Russian threat actors have been prolific for some time now and while we cannot pinpoint significant technical changes, their operational goals and modus operandi seem to have shifted dramatically, from industrial espionage and intelligence gathering, to potentially building the infrastructure for a destructive critical infrastructure attack.
We are not the only ones to note the Russian threat actors’ change in behavior, and there have been examples of such behavior before, such as with Industroyer (Ukraine) and Nuclear 17 (USA). However, we now feel comfortable to share that the observed shift in behavior is indicative of a refocus in targeting critical infrastructure, potentially as an option for a devastating critical infrastructure attack in the future.
While it is safe to say that any matured nation state is developing such capabilities, the differentiator now is that we can observe more groups becoming comfortable using them, and that there is an increase in these types of operations, specifically from Russia right now.
While other Russian threat actors may be involved, at Cymmetria, we have observed APT28 (Fancy Bear), and APT29 (Cozy Bear) thus far, specifically in Europe.
We regularly spend time researching threat actor’s methodologies, and their evolution over time. For our previous work on the subject, please take a look at Gadi Evron and Inbar Raz’s talk APT Reports and OPSEC Evolution, or: These are not the APT reports you are looking for. Note that some of what is discussed in the talk is outdated—for example: Sofacy’s (APT28’s) goals.
More targets, diminished proficiency
The threat actors appear to be spending less effort on their attacks. Here are some of our findings and interpretations:
- We observed increased activity (launching attack operations against more targets).
- The overall proficiency of their attacks has decreased, perhaps as a result of the increased activity.
- They may be having issues with economies of scale, using different threat actors in collaboration, to meet the demands of these large operations.
The third-party approach – A response to current anti-APT solutions?
Once the threat actors gain access to a third party’s network environment, their lateral movement techniques vary.

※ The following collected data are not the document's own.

PR #231, opened 2017-02-09
[bs4] use default button type for modal close button

bgentry:
Instead of explicitly specifying type="default", just let the bs-button component use its own default type. This ensures that the button gets the correct default classes in both Bootstrap 3 and 4.


simonihmig:
Makes sense, thanks!

srvance:
Good catch, @bgentry!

In several instances, we have seen them using the following two techniques to gain access to their target environment via a third party:
- Misusing a VPN connection
This may indicate that the threat actors are looking for new ways to initially breach an organization, now that anti-APT solutions such as EDR and sandboxing are widely used. Once they gain access to the organization’s environment, they proceed normally with lateral movement, gaining access to more systems.
Cymmetria’s MazeRunner usually catches threat actors this way at customer sites, by using cyber deception to discover them as they attempt lateral movement.
While it is possible—and likely—that these threat actors are targeting a variety of industries, at Cymmetria, we’ve observed the following industries being attacked in Europe:
- Energy (Power)
- Hospitals (Health)
In conclusion: Building a strategic option?
These threat actors are shifting their focus, and perhaps their primary aim, from espionage to building a destructive weapon. While this has not been conclusively proven, our reasoning is as follows:
- The world’s nation states use cyber for military applications, and it makes sense for Russia to position their cyber capabilities to be able to leverage them when needed for critical infrastructure attacks.
- There has been an increase in attack frequency (to the point of lower proficiency) combined with a shift in the focus of these attacks to primarily critical infrastructure targets.
- When these threat actors breach an organizational network, they often do not steal data, but rather dig in and wait for orders.
Others may reach different conclusions. So far, nothing has been proven. But, taking into consideration what we have seen over the last few of years—specifically with the energy sector attacks in the Ukraine, and the geopolitical landscape—we cannot afford to not take heed of this shift in aims and technical priorities. We should consider this a warning and a call to action for defenders.